Но то, что уже было высказано, растянулось между ними, заволокло и сосны, и небосклон, тенью легло на облака, навеки похоронило обещание нового и светлого; их же самих умалило до двух ворсинок с божественной кисти, и они затерялись, ничтожные, на бескрайнем пространстве изумительного холста. Хэл продолжал держать сигару, но не делал затяжек. В его ладони всё еще лежали черничины — он их не ел. Размечтался, думала Дачесс; за нас решил. Ничего, она камня на камне не оставила от этих его планов.
В глазах защипало, и Дачесс отвернулась, зажмурилась.
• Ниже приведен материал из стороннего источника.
PR #13253, opened 2022-05-09
fix(client): Allow to use non-bundled Decimal.js versions

### LINKED ISSUE #6021: Prisma throws type mismatch error using Decimal type from from 'decimal.js' package
## Bug description

Prisma generates a namespace for Decimal.js that does not match the type from the import of Decimal.js from npm. This makes it annoying to use when third party code gives you "decimal.js Decimal's" and not "prisma Decimal's".

```
Type 'Decimal[]' is not assignable to type 'string | number | Decimal | Decimal[] | TestCreatefooInput | number[] | string[]'
```

## How to reproduce

```

model Test {
  id  Int       @id @default(autoincrement())
  foo Decimal[]
}
```

```
iimport { PrismaClient } from '@prisma/client'

import {Decimal as PrismaDecimal} from '@prisma/client/runtime'
import {Decimal as DecimalActual} from 'Decimal.js'

const actualDecimals = [new DecimalActual(1), new DecimalActual(2), new DecimalActual(3)]
const prismaDecimals = [new PrismaDecimal(1), new PrismaDecimal(2), new PrismaDecimal(3)]

prisma.test.create({
	data: {
		foo: actualDecimals
	  // ^ Type 'Decimal[]' is not assignable to type 'string | number | Decimal | Decimal[] | TestCreatefooInput | number[] | string[]'
	}
})

prisma.test.create({
	data: {
		foo: prismaDecimals
	}
})

```

## Expected behavior

Doesn't complain about mismatched types

## Prisma information

{
  "@prisma/client": "^2.18.0",
  "decimal.js": "^10.2.1"
}

## Environment & setup

```
prisma               : 2.18.0
@prisma/client       : 2.18.0
Current platform     : darwin
Query Engine         : query-engine da6fafb57b24e0b61ca20960c64e2d41f9e8cff1 (at ../../.config/yarn/global/node_modules/@prisma/engines/query-engine-darwin)
Migration Engine     : migration-engine-cli da6fafb57b24e0b61ca20960c64e2d41f9e8cff1 (at ../../.config/yarn/global/node_modules/@prisma/engines/migration-engine-darwin)
Introspection Engine : introspection-core da6fafb57b24e0b61ca20960c64e2d41f9e8cff1 (at ../../.config/yarn/global/node_modules/@prisma/engines/introspection-engine-darwin)
Format Binary        : prisma-fmt da6fafb57b24e0b61ca20960c64e2d41f9e8cff1 (at ../../.config/yarn/global/node_modules/@prisma/engines/prisma-fmt-darwin)
Studio               : 0.356.0
```

SevInf:
Since we bundle Decimal.js types, if the user has their own copy of the
library, our type will be incompatible with their. Introduce
`DecimalJSLike` interface. which includes public properties of decimal
instances and no methods and use this interface as input type. This
allows us to accept following things:

1. `Prisma.Decimal`
2. User-provided decimal instance, even if it is does not match
   our bundled version of the library.
3. Some compatible libraries, like decimal.js-light (not tested yet)
4. Manuallly constructed object with matching properties

Because of the last item, in some cases we have to do serialization
manually. `Decimal.isDecimal` returns true for items 1-3, but in case it
returns `false` we manually construct the instance from provided
properties.

Also adds a couple of functional tests for decimal.js handling.

Fix #6021

### DIFF
--- a/packages/client/src/runtime/query.ts
+++ b/packages/client/src/runtime/query.ts
@@ -25,6 +25,7 @@ import {
   unionBy,
   wrapWithList,
 } from './utils/common'
+import { isDecimalJsLike, stringifyDecimalJsLike } from './utils/decimalJsLike'
 import { deepExtend } from './utils/deep-extend'
 import { deepGet } from './utils/deep-set'
 import { filterObject } from './utils/filterObject'
@@ -635,8 +636,8 @@ function stringify(value: any, inputType?: DMMF.SchemaArgInputType) {
     return 'null'
   }
 
-  if (Decimal.isDecimal(value)) {
-    return value.toString()
+  if (Decimal.isDecimal(value) || (inputType?.type === 'Decimal' && isDecimalJsLike(value))) {
+    return stringifyDecimalJsLike(value)
   }
 
   if (inputType?.location === 'enumTypes' && typeof value === 'string') {
--- a/packages/client/src/runtime/utils/decimalJsLike.ts
+++ b/packages/client/src/runtime/utils/decimalJsLike.ts
@@ -1,0 +1,36 @@
+import { Decimal } from 'decimal.js'
+/**
+ * Interface for any Decimal.js-like library
+ * Allows us to accept Decimal.js from different
+ * versions and some compatible alternatives
+ */
+export interface DecimalJsLike {
+  d: number[]
+  e: number
+  s: number
+}
+
+export function isDecimalJsLike(value: unknown): value is DecimalJsLike {
+  if (Decimal.isDecimal(value)) {
+    return true
+  }
+  return (
+    value !== null &&
+    typeof value === 'object' &&
+    typeof (value as any).s === 'number' &&
+    typeof (value as any).e === 'number' &&
+    Array.isArray((value as any).d)
+  )
+}
+
+export function stringifyDecimalJsLike(value: DecimalJsLike): string {
+  if (Decimal.isDecimal(value)) {
+    return String(value)
+  }
+
+  const tmpDecimal = new Decimal(0) as DecimalJsLike
+  tmpDecimal.d = value.d
+  tmpDecimal.e = value.e
+  tmpDecimal.s = value.s
+  return String(tmpDecimal)
+}
--- a/packages/client/tests/functional/_utils/idForProvider.ts
+++ b/packages/client/tests/functional/_utils/idForProvider.ts
@@ -1,0 +1,6 @@
+const sqlId = 'Int @id @default(autoincrement())'
+const mongoDbId = 'String @id @default(auto()) @map("_id") @db.ObjectId'
+
+export function idForProvider(provider: string): string {
+  return provider === 'mongodb' ? mongoDbId : sqlId
+}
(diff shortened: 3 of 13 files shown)


packages/client/tests/functional/_utils/idForProvider.ts
```diff
@@ -0,0 +1,6 @@
+const sqlId = 'Int @id @default(autoincrement())'
+const mongoDbId = 'String @id @default(auto()) @map("_id") @db.ObjectId'
+
+export function idForProvider(provider: string): string {
```
SevInf, line 4: Thought this might be a useful helper for the cases, where we don't care about specifics of the id. Which, I assume will be most of the tests. What do you think?

packages/client/tests/functional/_utils/idForProvider.ts
```diff
@@ -0,0 +1,6 @@
+const sqlId = 'Int @id @default(autoincrement())'
```
aqrln, line 1: Maybe 

```suggestion
const sqlId = 'String @id @default(uuid())'
```

so that the type will be the same regardless of the provider

packages/client/src/runtime/query.ts
```diff
@@ -2,6 +2,7 @@ import chalk from 'chalk'
 import Decimal from 'decimal.js'
 import indent from 'indent-string'
 import stripAnsi from 'strip-ansi'
+import { P } from 'ts-toolbelt/out/Object/_api'
```
aqrln, line 5: Doesn't seem to be used

packages/client/src/runtime/utils/decimalJsLike.ts
```diff
@@ -0,0 +1,36 @@
...
+export function stringifyDecimalJsLike(value: DecimalJsLike): string {
+  if (Decimal.isDecimal(value)) {
+    return String(value)
+  }
+
+  const tmpDecimal = new Decimal(0) as DecimalJsLike
+  tmpDecimal.d = value.d
+  tmpDecimal.e = value.e
+  tmpDecimal.s = value.s
+  return String(tmpDecimal)
```
aqrln, line 35: clever trick!

aqrln (approved):
LGTM with one small comment (https://github.com/prisma/prisma/pull/13253#discussion_r869087100).

SevInf:
Thanks @aqrln!
I fixed unused import. I still have no merge rights, so I'd be grateful if somebody could merge it after CI passes.

millsp (commented):
Nice work 👏

jessmorecroft:
Hi, I was going to try to get this working with decimal.js-light but can't see how it would. Those members in the DecimalJsLike interface simply don't exist in the light Decimal.

See here: https://github.com/MikeMcl/decimal.js-light/blob/master/decimal.d.ts

Hopefully I'm missing something?

SimonCockx:
Not solved in `3.15.2`. I get a type error when doing this:
```ts
new PrismaClient().test.findUnique({ where: { id: 0 } }).then((t) => {
    const foo: Decimal = t!.foo;
    //    ^^^
});
```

Она не заплачет. Ни за что.
20
Кейп-хейвенское лето в конце концов все же поблекло; что до безмятежности, Уоку казалось, она давно утекает сквозь пальцы.
Процесс запустило утро после гибели Стар — когда Айви-Ранч-роуд заполонили репортеры, а копы обтянули злосчастный дом Рэдли черно-желтой лентой. Тогда на улицах словно сделалось холоднее, померк лазурный горизонт. Матери перестали выпускать детей за пределы двориков и усвоили привычку запирать ворота. Как раньше — душевно, по-соседски, — в Кейп-Хейвене уже не было. Никто больше не привечал Уока — хорош коп, который дружит с убийцей! Уок держался: влезал в обывательские шкуры, находил оправдания настороженности. Летние вечера, столь располагающие к безделью, он посвящал обходам. Стучался в каждый дом, будь то особняк с колоннами на Кейлен-плейс или обшитый вагонкой коттеджик на улочке, максимально отдаленной от пляжа. Тискал фуражку, улыбался сквозь бороду (теперь он ее подстригал, и она выглядела аккуратнее), сам чувствуя, что от него разит отчаянием. Расспрашивал, убеждал, умолял, прощупывал почву, перетасовывал воспоминания. Увы: никто в ту ночь не видел ни посторонних автомобилей, ни пеших чужаков. Вообще ничего подозрительного, выходящего за рамки обыденности очередного курортного лета.